• **What is expected**: Gather the lines below that include the string "denkristoffer", copying each in full.

• **Stored data entries**:
▼▼▼
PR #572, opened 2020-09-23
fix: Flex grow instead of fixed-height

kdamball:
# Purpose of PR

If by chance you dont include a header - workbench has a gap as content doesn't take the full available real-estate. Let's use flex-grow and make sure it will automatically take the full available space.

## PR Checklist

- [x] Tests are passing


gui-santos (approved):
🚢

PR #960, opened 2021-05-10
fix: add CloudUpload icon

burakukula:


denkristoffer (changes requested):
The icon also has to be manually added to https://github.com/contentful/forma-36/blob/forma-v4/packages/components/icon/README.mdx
▲▲▲
▼▼▼
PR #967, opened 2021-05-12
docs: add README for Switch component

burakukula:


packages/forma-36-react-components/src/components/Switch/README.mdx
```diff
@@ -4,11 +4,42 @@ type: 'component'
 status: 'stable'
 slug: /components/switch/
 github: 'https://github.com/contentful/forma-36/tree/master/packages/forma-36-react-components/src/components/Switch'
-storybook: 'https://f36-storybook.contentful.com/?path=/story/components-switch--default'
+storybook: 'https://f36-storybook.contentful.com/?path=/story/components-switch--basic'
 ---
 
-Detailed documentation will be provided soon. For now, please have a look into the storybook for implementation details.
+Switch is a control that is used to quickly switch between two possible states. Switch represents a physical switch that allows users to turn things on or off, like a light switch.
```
▲▲▲
▼▼▼
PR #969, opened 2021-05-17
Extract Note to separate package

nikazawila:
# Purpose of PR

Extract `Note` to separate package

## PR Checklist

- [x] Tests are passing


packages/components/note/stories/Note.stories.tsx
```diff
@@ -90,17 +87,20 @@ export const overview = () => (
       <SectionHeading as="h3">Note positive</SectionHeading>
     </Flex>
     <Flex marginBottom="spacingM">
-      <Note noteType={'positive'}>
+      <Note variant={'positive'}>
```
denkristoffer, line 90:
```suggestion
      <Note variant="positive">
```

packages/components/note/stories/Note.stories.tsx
▲▲▲
• **Response**:
denkristoffer (changes requested):
denkristoffer, line 90:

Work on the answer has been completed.